On appeal, Dimension argued that the trial court’s decision to confirm the awards was wrong because:
- The parties must expressly consent to consolidation pursuant to the Supreme Court’s decision in Stolt-Nielsen S.A. v. AnimalFeeds International. Corp., 559 U.S. 662 (2010).
- The arbitration agreements did not grant the panel authority to consolidate.
- Ohio law (R.C. 2712.52) requires that a petition, along with proof of unanimous consent to consolidation, must be filed with the courts to consolidate separate arbitration claims.
- The consolidation question is a threshold arbitrability question reserved for the courts.
The appellate court rejected all of Dimension’s arguments.
The court held that Stolt-Nielsen, which concerns class actions, did not apply.
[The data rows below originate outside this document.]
PR #47, opened 2018-08-30
swagger: update api docs to include safety score endpoints

ChenJesse:
- adds endpoints for the vehicle safety score API endpoint, and then driver safety score API endpoint
- the `DriverSafetyScoreResponse` and `VehicleSafetyScoreResponse` share all the fields except the driver one will have `driverId` and vehicle will have `vehicleId`, wasn't sure if there was a way to create some structure for all the shared fields and then somehow spread them

Used https://editor.swagger.io/ to validate + test it
safetyscoreapi

### DIFF
--- a/swagger.json
+++ b/swagger.json
@@ -34,6 +34,10 @@
             "description": "Access to asset specific data"
         },
         {
+            "name": "Safety",
+            "description": "Access to safety specific data"
+        },
+        {
             "name": "Default",
             "description": "All Samsara API endpoints"
         }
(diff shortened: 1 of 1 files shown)


swagger.json
```diff
@@ -4822,6 +4904,156 @@
...
+                    "type": "integer",
+                    "description": "Harsh acceleration event count",
+                    "example": 1
+                },
+                "harshTurningCount": {
+                    "type": "integer",
+                    "description": "Harsh turning event count",
+                    "example": 0
+                },
+                "crashCount": {
```
silverspace: Does it make sense to share this model definition with `DriverSafetyScoreResponse`?

swagger.json
```diff
@@ -5153,6 +5385,22 @@
             "in": "query",
             "type": "integer",
             "format": "int64"
+        },
+        "safetyScoreStartMsParam": {
+            "name": "startMs",
+            "description": "Timestamp in milliseconds representing the start of the period to fetch, inclusive. Used in combination with endMs.",
```
silverspace: Is there a maximum duration that this endpoint enforces?

swagger.json
ChenJesse: so they are the exact same, except the `VehicleSafetyScoreResponse` has `vehicleId` instead of `driverId`. I wasn't sure if there was a way to consolidate all the other shared properties though...

swagger.json
ChenJesse: there isn't right now, we aren't too worried about expensive queries since we are now precomputing safety score. I will add it in later if we do enforce a max though

PR #48, opened 2018-09-07
api-docs swagger: add new start and end Address field to trips 

AChelikani:
Modify old `startLocation` and `endLocation` fields to mean geocoded address and add new `startAddress` and `endAddress` to replace.


silverspace:
Should we still merge this PR?

AChelikani:
Yeah, I think it still applies.

PR #112, opened 2019-01-14
swagger.json: update DriversResponse to use Driver objects

Stonelinks:
now that the active and inactive fleet driver list endpoints are returning the same response, the `DriversResponse` can be made to use the `Driver` object


Stonelinks:
hold off on merging this until the corresponding backend PR is merged

PR #113, opened 2019-01-15
[rfc] update tagRoles to use ids/uuids instead of the role names

ehzhang:
Docs preview: https://rebilly.github.io/ReDoc/?url=https://raw.githubusercontent.com/samsarahq/api-docs/ehzhang/arcbest-preview-user-adjustments/swagger.json#operation/listUserRoles

For writes (POST, PATCH, PUT), using the name of a tag as a unique identifier is untenable. We should instead change this to use the tagId instead of tagName.

For role, we can actually keep using the role name (since those are effectively an enum, there's a set of specific standard roles) but we may want to introduce a custom role uuid.

From:
```
{
  "name": "Jane Doe",
  "email": "user@company.com",
  "authType": "basic",
  "organizationRole": "Read-Only Admin",
  "tagRoles": [
    {
      "tagName": "North Carolina Distribution",
      "role": "Read-Only Admin"
    }
  ]
}
```

We've decided to settle on a payload of the shape:
```
{
  "name": "Jane Doe",
  "email": "user@company.com",
  "authType": "default",
  "organizationRoleId": "8a9371af-82d1-4158-bf91-4ecc8d3a114c",
  "tagRoles": [
    {
      "tagId": "123",
      "roleId": "8a9371af-82d1-4158-bf91-4ecc8d3a114c"
    }
  ]
}
```

This has the notable change in user behavior where api clients will need to fetch for the tags using our `tags` endpoint in order to pass in the correct id, as opposed to copying down the name of the tag (either by fetching using our `tags` endpoint or by copying it down manually from the dashboard). Using an id instead of a tag name is guaranteed to be unique, as tag names are easily mutable.

We will also need to extend a new `roles/` endpoint that exposes role uuids (ids?) that clients will need to hit in order for them to get the appropriate uuid to attach. This means that api clients won't have to keep in sync manually the name of a custom role, since role names are likewise mutable.

### DIFF
--- a/swagger.json
+++ b/swagger.json
@@ -47,6 +47,36 @@
         }
     ],
     "paths": {
+        "/user_roles": {
+            "get": {
+                "tags": [
+                    "Users"
+                ],
+                "summary": "/user_roles",
+                "description": "Get all roles in the organization.",
+                "operationId": "listUserRoles",
+                "parameters": [
+                    { "$ref": "#/parameters/accessTokenParam" }
+                ],
+                "responses": {
+                    "200": {
+                        "description": "List of user roles.",
+                        "schema": {
+                            "type": "array",
+                            "items": {
+                                "$ref": "#/definitions/UserRole"
+                            }
+                        }
+                    },
+                    "default": {
+                        "description": "Unexpected error.",
+                        "schema": {
+                            "$ref": "#/definitions/ErrorResponse"
+                        }
+                    }
+                }
+            }
+        },
         "/users": {
             "get": {
                 "tags": [
@@ -78,26 +108,30 @@
             },
             "post": {
                 "tags": [
-                    "Default", "Users"
+                    "Users"
                 ],
                 "summary": "/users",
                 "description": "Add a user to the organization.",
-                "operationId": "create_user",
+                "operationId": "createUser",
                 "parameters": [
-                    { "$ref": "#/parameters/accessTokenParam" },
-                    { "$ref": "#/parameters/createUserParam" }
+                    {
+                        "$ref": "#/parameters/accessTokenParam"
+                    },
+                    {
+                        "$ref": "#/parameters/createUserParam"
+                    }
                 ],
                 "responses": {
                     "200": {
                         "description": "User successfully created.",
                         "schema": {
-                            "$ref": "#/definitions/User"
+                        "$ref": "#/definitions/User"
                         }
                     },
                     "default": {
                         "description": "Unexpected error.",
                         "schema": {
-                            "$ref": "#/definitions/ErrorResponse"
+                        "$ref": "#/definitions/ErrorResponse"
                         }
                     }
                 }
@@ -169,16 +203,20 @@
             },
             "patch": {
                 "tags": [
-                    "Default", "Users"
+                  "Users"
                 ],
-                "summary": "/users/{user_id:[0-9]+}",
+                "summary": "/users/{userId:[0-9]+}",
                 "description": "Update some fields on a user. Only fields to be changed need to be supplied. Note that if you change an object or collection, you must supply the complete collection. For example, to add a tag role to a user, you must specify all tag roles that the user should have.",
-                "operationId": "update_user",
+                "operationId": "patchUser",
                 "parameters": [
-                    { "$ref": "#/parameters/accessTokenParam" },
-                    { "$ref": "#/parameters/updateUserParam" },
                     {
-                        "name": "user_id",
+                        "$ref": "#/parameters/accessTokenParam"
+                    },
+                    {
+                        "$ref": "#/parameters/updateUserParam"
+                    },
+                    {
+                        "name": "userId",
                         "in": "path",
                         "required": true,
                         "description": "ID of the user.",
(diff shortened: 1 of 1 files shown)


swagger.json
```diff
@@ -6855,15 +6855,26 @@
...
-                                    "role" : {
+                                    "roleId" : {
+                                        "type": "number",
+                                        "description": "The id of the standard role type",
+                                        "example": "123f"
+                                    },
+                                    "roleName" : {
                                         "type": "string",
-                                        "description": "The name of the role the user is assigned to for this tag. This must match one of the preset roles or the name of a custom role in the organization. This value is case insensitive.",
+                                        "description": "The name of the standard role type (case insensitive)",
```
silverspace: Per our in-person discussion, could we define the enum of possible values for `roleName`, and drop `roleId`?

ehzhang: yup, will update this PR accordingly (i was also pretty lax on description until we talked :P)

ehzhang: added enum roles

swagger.json
```diff
@@ -6855,15 +6855,30 @@
...
+                                            "Maintenance"
+                                        ]
                                     },
-                                    "role" : {
+                                    "customRoleUuid" : {
                                         "type": "string",
-                                        "description": "The name of the role the user is assigned to for this tag. This must match one of the preset roles or the name of a custom role in the organization. This value is case insensitive.",
-                                        "example": "Read-Only Admin"
+                                        "description": "The uuid of the custom role the user is assigned to for this tag. Either this field or roleId must be provided.",
+                                        "example": "8a9371af-82d1-4158-bf91-4ecc8d3a114c"
```
dsharrison: Are we tracking the addition of custom role `/GET` in another ticket?

dsharrison: Should we refer to this as just `id`? Do our customers care about the difference between types of identifiers?

swagger.json
```diff
@@ -6855,15 +6855,30 @@
...
+                                        "description": "The id of the tag to grant this user access to.",
+                                        "example": "123"
+                                    },
+                                    "roleName" : {
                                         "type": "string",
-                                        "description": "The name of the tag to grant this user access to.",
-                                        "example": "North Carolina Distribution"
+                                        "description": "The name of the standard role type (case insensitive). Either this field or customRoleUuid must be provided.",
+                                        "example": "Read-Only Admin",
+                                        "enum": [
```
dsharrison: I like that this approach provides easy access to built-in roles. However, if a user already has to make a `/GET` call for any custom role values, should we simply include standard roles in that list and accept just an `id` for both standard and custom here?

You may have already discussed with with @silverspace so feel free to just respond with "We already discussed and landed on this approach" 😄

ehzhang: > Do we have a reserved name validation on custom roles, so customers cannot select standard role names like "Full Admin"?

customers cannot change or create roles that match the names of existing standard roles

ehzhang: with generated sdk type things and for our api documentation in general, do we want to allow for this kind of "ids can be either strings or numbers" behavior?

ehzhang: I might offer that we _could_ hardcode uuids for our existing role types (rather than use number ids) so that the api is consistent

ehzhang: Assuming we create a `roles/` endpoint, might we change it to instead:
```
{
  "name": "Jane Doe",
  "email": "user@company.com",
  "authType": "basic",
  "organizationRole": "Read-Only Admin",
  "tagRoles": [
    {
      "tagId": "123",
      "roleId": "1"
    },
    {
      "tagId": "123",
      "roleId": "aaaa-aaaa-aaa-aaa"
    },
  ]
}
```

silverspace: Yes I am fine with treating the id as a string. I like this over creating a `uuid` for standard roles just for API.

ehzhang: sounds good. I'll change this to use only the `roleId` instead of using `roleName`

ehzhang: adjusted

swagger.json
ehzhang: we've changed this to now be just the id (number or uuid format)

ehzhang: added a get endpoint for `/user_roles`

ehzhang:
@silverspace @dsharrison adjusted the proposal - preview here:
https://rebilly.github.io/ReDoc/?url=https://raw.githubusercontent.com/samsarahq/api-docs/ehzhang/arcbest-preview-user-adjustments/swagger.json#operation/listUserRoles

dsharrison:
@ehzhang I think we should update `organizationRole` to `organizationRoleId` on the `PATCH` as well.

ehzhang:
@silverspace would it be too weird to have the return type not quite match up?

ehzhang:
We've decided to settle on a payload of the shape:
```
{
  "name": "Jane Doe",
  "email": "user@company.com",
  "authType": "default",
  "organizationRoleId": "8a9371af-82d1-4158-bf91-4ecc8d3a114c",
  "tagRoles": [
    {
      "tagId": "123",
      "roleId": "8a9371af-82d1-4158-bf91-4ecc8d3a114c"
    }
  ]
}
```

ehzhang:
@dsharrison can you take another pass at this arcbest preview for /users CRUD?

dsharrison:
This still LGTM as long as we are returning standard roles from `GET /user_roles` to be passed to the `organizationRoleId` parameter in the patch.

ehzhang:
@dsharrison yup, we return all standard/default roles (not including samsara roles, of course!)

PR #118, opened 2019-01-23
swagger hos_certified_daily_log: Adding shipping id & trailer number

sskhandek:
Adding docs for `/fleet/drivers/{driver_id}/hos_certified_daily_log/{time_ms}`

More details and discussion of edge cases here: **https://paper.dropbox.com/doc/Arc-Best-API-Edit-Form-And-Manner--AWKkjfFAdBwu1bMWjxhY2Lq7Ag-dhVr6zVFqHZhUAmq2GBXD**

### DIFF
--- a/swagger.json
+++ b/swagger.json
@@ -1048,7 +1048,7 @@
           }
         },
         "/fleet/drivers/{driver_id}/hos_daily_logs": {
-          "post": {
+          "get": {
             "tags": [
               "Fleet"
             ],
--- a/swagger.json
+++ b/swagger.json
@@ -1121,6 +1121,122 @@
             }
           }
         },
+        "/fleet/drivers/{driver_id}/hos_certified_daily_logs/{time_ms}": {
+            "get": {
+                "tags": [
+                    "Fleet", "Drivers"
+                ],
+                "summary": "/fleet/drivers/{driver_id:[0-9]+}/hos_certified_daily_logs/{time_ms:[0-9]+}",
+                "description": "Fetch a certified daily log for driver by driver_id and timestamp.",
+                "operationId": "get_hos_certified_daily_logs",
+                "consumes": [
+                    "application/json"
+                ],
+                "produces": [
+                    "application/json"
+                ],
+                "parameters": [
+                    {
+                      "$ref": "#/parameters/accessTokenParam"
+                    },
+                    {
+                      "description": "Identifier of the driver whose certified daily log is being updated",
+                      "in": "path",
+                      "name": "driver_id",
+                      "required": true,
+                      "type": "integer"
+                    },
+                    {
+                        "description": "A specified timestamp within the bounds of a driver's certified daily log, specified in milliseconds UNIX time.",
+                        "in": "path",
+                        "name": "time_ms",
+                        "required": true,
+                        "type": "integer"
+                    }
+                ],
+                "responses": {
+                    "200": {
+                        "description": "Returns a certified daily log for the driver, if one exists",
+                        "schema": {
+                            "$ref": "#/definitions/HosCertifiedDailyLogResponse"
+                        }
+                    },
+                    "default": {
+                        "description": "Unexpected error.",
+                        "schema": {
+                            "$ref": "#/definitions/ErrorResponse"
+                        }
+                    }
+                }
+            },
+            "patch": {
+              "summary": "/fleet/drivers/{driver_id:[0-9]+}/hos_certified_daily_logs/{time_ms:[0-9]+}",
+              "description": "Modify details, such as trailer number or shipping ID, for a driver's certified daily log",
+              "operationId": "patch_hos_certified_daily_log",
+              "tags": [
+                "Fleet", "Drivers"
+              ],
+              "produces": [
+                "application/json"
+              ],
+              "consumes": [
+                "application/json"
+              ],
+              "parameters": [
+                {
+                  "$ref": "#/parameters/accessTokenParam"
+                },
+                {
+                  "description": "ID (integer) of the driver with certified daily log.",
+                  "in": "path",
+                  "name": "driver_id",
+                  "required": true,
+                  "type": "integer"
+                },
+                {
+                    "description": "A specified timestamp within the bounds of a driver's certified daily log, specified in milliseconds UNIX time.",
+                    "in": "path",
+                    "name": "time_ms",
+                    "required": true,
+                    "type": "integer"
+                },
+                {
+                  "in": "body",
+                  "name": "hosCertifiedDailyLogParams",
+                  "required": true,
+                  "schema": {
+                    "properties": {
+                      "shippingDocIds": {
+                        "description": "One or more customer shipping document IDs to add to driver's daily certified log. Multiple values must be delimited by a comma or space. Max of 255 characters",
+                        "example": "101, 104",
+                        "type": "string"
+                      },
+                      "trailerNames": {
+                        "description": "One or more trailer names to add to driver's daily certified log. Multiple names must be delimited by a comma or space. Max of 255 characters",
+                        "example": "80111, 80112",
+                        "type": "string"
+                      }
+                    },
+                    "type": "object"
+                  }
+                }
+              ],
+              "responses": {
+                "200": {
+                  "description": "Returns the edited certified daily log",
+                  "schema": {
+                    "$ref": "#/definitions/HosCertifiedDailyLogResponse"
+                  }
+                },
+                "default": {
+                  "description": "Unexpected error.",
+                  "schema": {
+                    "$ref": "#/definitions/ErrorResponse"
+                  }
+                }
+              }
+            }
+        },
         "/fleet/hos_logs": {
             "post": {
                 "tags": [
@@ -4507,6 +4623,27 @@
               }
             }
           }
+        },
+        "HosCertifiedDailyLogResponse": {
+            "type": "object",
+            "properties": {
+                "dayStartMs": {
+                    "type": "integer",
+                    "format": "int64",
+                    "description": "Unix epoch time (in ms) of time of when this certified daily log starts",
+                    "example": 1462881998034
+                },
+                "shippingDocIds": {
+                    "type": "string",
+                    "description": "One or more customer shipping document IDs to add to driver's daily certified log. Multiple values must be delimited by a comma or space. Max of 255 characters",
+                    "example": "101, 104"
+                },
+                "trailerNames": {
+                    "type": "string",
+                    "description": "One or more trailer names to add to driver's daily certified log. Multiple names must be delimited by a comma or space. Max of 255 characters",
+                    "example": "80111, 80112"
+                }
+            }
         },
         "HosLogsSummaryResponse": {
           "type": "object",


swagger.json
```diff
@@ -1121,6 +1121,77 @@
...
+                  "required": true,
+                  "schema": {
+                    "properties": {
+                      "timestamp": {
+                        "description": "A specified timestamp within the bounds of a driver's daily log, specified in milliseconds UNIX time.",
+                        "example": 1462881998034,
+                        "type": "integer"
+                      },
+                      "shippingId": {
+                        "description": "Shipping Id to add to driver's daily log.",
```
sskhandek: Should add restriction that it can only be a max of 255 characters

swagger.json
```diff
@@ -1121,6 +1121,77 @@
...
+                        "example": 101,
+                        "format": "int64",
+                        "type": "integer"
+                      },
+                      "trailerName": {
+                        "description": "Trailer name to add to driver's daily log",
```
sskhandek: Should add restriction that it can only be a max of 255 characters

swagger.json
```diff
@@ -1121,6 +1121,77 @@
             }
           }
         },
+        "/fleet/drivers/{driver_id}/hos_daily_log": {
+            "patch": {
+              "consumes": [
+                "application/json"
+              ],
+              "description": "Modify details, such as trailer number or shipping ID, for a driver's daily log",
```
prasad-shinde: probably a PM question, do we want to make it explicit here that we are going to append this new information rather than overwriting it?

prasad-shinde:
Verify it online

swagger.json
prasad-shinde: there is also a trick here that, If they are appending 255 chars to a field that already has 100 chars the last 100 chars from the request will be ignored.

We should talk with PM about this if we want to throw and error for scenarios like this or just truncate on our side which means the user is not aware that this happened on the backend

swagger.json
```diff
@@ -1121,6 +1121,77 @@
             }
           }
         },
+        "/fleet/drivers/{driver_id}/hos_daily_log": {
+            "patch": {
```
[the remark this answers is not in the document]
silverspace: POST would be used for creating a new hos_daily_log, while PATCH would be used for updating an existing hos_daily_log.

swagger.json
```diff
@@ -1121,6 +1121,77 @@
...
+              "consumes": [
+                "application/json"
+              ],
+              "description": "Modify details, such as trailer number or shipping ID, for a driver's daily log",
+              "operationId": "edit_fleet_drivers_hos_daily_log_details",
```
silverspace: Could we s/edit/patch?

swagger.json
```diff
@@ -1121,6 +1121,77 @@
...
+              "parameters": [
+                {
+                  "$ref": "#/parameters/accessTokenParam"
+                },
+                {
+                  "description": "ID (integer) of the driver with HOS logs.",
+                  "in": "path",
+                  "name": "driver_id",
+                  "required": true,
+                  "type": "string"
```
silverspace: This should be type "integer".

swagger.json
```diff
@@ -1121,6 +1121,77 @@
...
+                },
+                {
+                  "in": "body",
+                  "name": "editHosDailyLogParams",
+                  "required": true,
+                  "schema": {
+                    "properties": {
+                      "timestamp": {
```
silverspace: In most of our other APIs we use the key `timeMs`. Do we want to do the same here?

swagger.json
silverspace: Some more description here would be useful. It's not clear whether this is a samsara internal id or a customer specific id.

swagger.json
```diff
@@ -1121,6 +1121,77 @@
...
+                        "description": "A specified timestamp within the bounds of a driver's daily log, specified in milliseconds UNIX time.",
+                        "example": 1462881998034,
+                        "type": "integer"
+                      },
+                      "shippingId": {
+                        "description": "Shipping Id to add to driver's daily log.",
+                        "example": 101,
+                        "format": "int64",
+                        "type": "integer"
```
silverspace: Do we require customers to use integer values for shippingId? Is this an identifier that they create? If so, it should be a string.

swagger.json
```diff
@@ -1121,6 +1121,77 @@
...
+                  }
+                },
+                "default": {
+                  "description": "Unexpected error.",
+                  "schema": {
+                    "$ref": "#/definitions/ErrorResponse"
+                  }
+                }
+              },
+              "summary": "/fleet/drivers/{driver_id}/hos_daily_log",
```
silverspace: Could you add a regex for `driver_id` here?

swagger.json
```diff
@@ -1121,6 +1121,77 @@
...
+                        "type": "integer"
+                      },
+                      "trailerName": {
+                        "description": "Trailer name to add to driver's daily log",
+                        "example": "80111",
+                        "type": "string"
+                      }
+                    },
+                    "required": [
+                      "timestamp"
```
silverspace: Is this the same thing as `dayStartMs` in the response?

swagger.json
```diff
@@ -4508,6 +4579,27 @@
...
+                    "format": "int64",
+                    "description": "Unix epoch time (in ms) of time fo when this daily log starts",
+                    "example": 1462881998034
+                },
+                "shippingId": {
+                    "type": "string",
+                    "description": "Shipping Id, potentially multiple Ids delimited by a comma or space",
+                    "example": "1059984"
+                },
+                "trailerNumber": {
```
silverspace: The request body uses the key `trailerName`, but the response uses `trailerNumber`.

swagger.json
sskhandek: If I wanted to faithfully model how the UI does it, it would seem to make the most sense to have it overwritten since the data model is just one large string instead of a list. Perhaps this can be clearer in the description

swagger.json
```diff
@@ -1121,6 +1121,122 @@
...
+                "parameters": [
+                    {
+                      "$ref": "#/parameters/accessTokenParam"
+                    },
+                    {
+                      "description": "ID (integer) of the driver with HOS logs.",
+                      "in": "path",
+                      "name": "driver_id",
+                      "required": true,
+                      "type": "string"
```
dsharrison: Should this be an integer?

swagger.json
```diff
@@ -4508,6 +4624,27 @@
...
+            "properties": {
+                "dayStartMs": {
+                    "type": "integer",
+                    "format": "int64",
+                    "description": "Unix epoch time (in ms) of time of when this daily log starts",
+                    "example": 1462881998034
+                },
+                "shippingDocNumbers": {
+                    "type": "string",
+                    "description": "Customer Shipping Document Numbers, potentially multiple numbers delimited by a comma or space",
```
dsharrison: nit: is `Customer Shipping Document Numbers` a proper noun? If not let's make it `Customer shipping document numbers`.

swagger.json
```diff
@@ -4508,6 +4624,27 @@
...
+                    "example": "1059984"
+                },
+                "trailerNames": {
+                    "type": "string",
+                    "description": "Trailer Number, potentially multiple names delimited by a comma or space",
```
dsharrison: nit: can we use `Trailer name` in the description rather than `Trailer Number`? This more closely aligns with the description of the patch parameter.

swagger.json
```diff
@@ -1121,6 +1121,122 @@
             }
           }
         },
+        "/fleet/drivers/{driver_id}/hos_certified_day_chart/{time_ms}": {
```
silverspace: Do we want to expose this as a day chart? This is going to open up a can of worms for noon to noon fleets :(

sskhandek: I wrote it since I saw the term `day chart` being used in the legal lingo, but I'm happy to just keep it to `hos_certified_chart` if that sounds reasonable

swagger.json
```diff
@@ -1121,6 +1121,122 @@
...
+                    "required": true,
+                    "type": "integer"
+                },
+                {
+                  "in": "body",
+                  "name": "hosCertifiedDayChartParams",
+                  "required": true,
+                  "schema": {
+                    "properties": {
+                      "shippingDocNumbers": {
```
silverspace: Would `Id` make sense over `Number` here? We don't define what their shipping doc should look like, so it could be alphanumeric.

swagger.json
silverspace: Nit: could you make `chart` plural? (collections of resources should be plural form)

swagger.json
sskhandek: The official term is `Shipping Document Number` from the legal lingo which is why I was chose those words here. Do you still think Id is more appropriate?

swagger.json
sskhandek: Yes, I overlooked this. Thank you

swagger.json
silverspace: Do we expect this to always be a number? I think we should update our legal lingo since it's incorrect :)

swagger.json
silverspace: Is this really about certifying the driver's `shift`? Would `hos_certified_shift` make sense? 

In either case, I think we should document what value they need to pass for timeMs, and how we resolve that timestamp to their shift logs.

swagger.json
sskhandek: Sorry, I meant specifically from the ELD mandate: https://www.law.cornell.edu/cfr/text/49/appendix-A_to_subpart_B_of_part_395

swagger.json
sskhandek: Does the description I provided for `time_ms` parameter work to clarify that the timestamp should be in the bounds of a driver's shift? Or should I provide an extra description at the getter and patch level?

swagger.json
sskhandek: done

swagger.json
sskhandek: done

sskhandek:
@silverspace @dsharrison I made some more modifications to use the term `shift` instead of `day_chart` along with your other comments. Let me know what you all think!

swagger.json
```diff
@@ -1121,6 +1121,122 @@
...
+                    "default": {
+                        "description": "Unexpected error.",
+                        "schema": {
+                            "$ref": "#/definitions/ErrorResponse"
+                        }
+                    }
+                }
+            },
+            "patch": {
+              "summary": "/fleet/drivers/{driver_id:[0-9]+}/hos_certified_shifts/{time_ms:[0-9]+}",
```
faizandfurious: nit: There's a discrepancy between `get` request's `{time_ms}` vs the `patch` requests `{time_ms:[0-9]+}`. I think we should choose one and standardize.

swagger.json
```diff
@@ -4508,6 +4624,27 @@
...
+                "dayStartMs": {
+                    "type": "integer",
+                    "format": "int64",
+                    "description": "Unix epoch time (in ms) of time of when this certified shift starts",
+                    "example": 1462881998034
+                },
+                "shippingDocIds": {
+                    "type": "string",
+                    "description": "Customer shipping document IDs, potentially multiple numbers delimited by a comma or space",
+                    "example": "1059984"
```
faizandfurious: nit: We may want the examples shown here match the examples within `hosCertifiedShiftParams`.

swagger.json
```diff
@@ -4508,6 +4624,27 @@
...
+                },
+                "trailerNames": {
+                    "type": "string",
+                    "description": "Trailer number, potentially multiple names delimited by a comma or space",
```
faizandfurious: These descriptions differ from the descriptions in `hosCertifiedShiftParams`, we should potentially standardize. If not, I think using "Trailer number" in this description is confusing, since the name of the field is "trailerNames".

swagger.json
```diff
@@ -1121,6 +1121,122 @@
...
+                        "name": "time_ms",
+                        "required": true,
+                        "type": "integer"
+                    }
+                ],
+                "responses": {
+                    "200": {
+                        "description": "Returns a certified shift for the driver, if one exists",
+                        "schema": {
+                            "$ref": "#/definitions/HosCertifiedShiftResponse"
```
faizandfurious: Based on the name of the endpoint, I'd expect the response to include more than just `dayStartMs`/`shippingDocIds`/`trailerNames`.

swagger.json
sskhandek: You're right here, I keep shifting back and forth between names and I don't catch some of them

silverspace: This description also mentions both `number` and `multiple names`.

swagger.json
```diff
@@ -4508,6 +4624,27 @@
...
+            "properties": {
+                "dayStartMs": {
+                    "type": "integer",
+                    "format": "int64",
+                    "description": "Unix epoch time (in ms) of time of when this certified daily log starts",
+                    "example": 1462881998034
+                },
+                "shippingDocIds": {
+                    "type": "string",
+                    "description": "Customer shipping document IDs, potentially multiple numbers delimited by a comma or space",
```
silverspace: Nit: s/numbers/identifiers

swagger.json
```diff
@@ -1121,6 +1121,122 @@
...
+                    "type": "integer"
+                },
+                {
+                  "in": "body",
+                  "name": "hosCertifiedShiftParams",
+                  "required": true,
+                  "schema": {
+                    "properties": {
+                      "shippingDocIds": {
+                        "description": "One or more customer shipping document IDs to add to driver's daily certified log. Multiple numbers can be inserted, delimited by a comma or space. Max of 255 characters",
```
silverspace: Do we really want to offer space separated value support? Can we just assert that multiple values have to be comma separated?

swagger.json
```diff
@@ -1121,6 +1121,122 @@
...
+              ],
+              "consumes": [
+                "application/json"
+              ],
+              "parameters": [
+                {
+                  "$ref": "#/parameters/accessTokenParam"
+                },
+                {
+                  "description": "ID (integer) of the driver with certified daily log.",
```
silverspace: This description is a bit confusing. Maybe `Identifier of the driver whose certified daily log is being updated`?

swagger.json
sskhandek: Resolved in person that we're going to scope this PR to just these fields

It explained that class-action arbitrations are “fundamentally different” from bilateral arbitrations because in class-actions, the award "no longer resolves a single agreement, but instead resolves many disputes between hundreds or perhaps even thousands of parties” and the award “adjudicates the rights of absent parties.” Here, in contrast, the arbitrations were consolidated only for the limited purposes of discovery and motion practice. In addition, the panel permitted Dimension to request a separate hearing for any individual claimant. The court noted that Dimension did not make any such requests and waited over five months to object to the consolidation.
The court also ruled that the arbitrators did not exceed their authority because “the contracts were identical and defenses were likely identical.” The arbitration provision in the PSAs gave the panel broad authority, stating “[t]he arbitrators . . . shall make their award from a standpoint of practical business practices and equity rather than strict law.” The court held that “these cases were proper for consolidated discovery and motion practice as an efficient, timely, and cost-effective alternative to litigation.”
The court held that Ohio R.C. Chapter 2712, requiring a petition and proof of unanimous consent to consolidation, did not apply here because these facts “do not involve international commercial arbitration.”
The court also ruled that “Federal Circuit Courts of Appeal have consistently held that the matter of consolidation is not a threshold question of arbitrability for a court to decide, but, rather, is a matter of procedure for the arbitrator.” The court distinguished situations that involved a motion to stay litigation already pending in court, a person who was not a party to the arbitration agreement, and an issue not within the scope of the arbitration agreement.
Thus, the court overruled all of Dimension’s assignments of error and affirmed the trial court’s decision.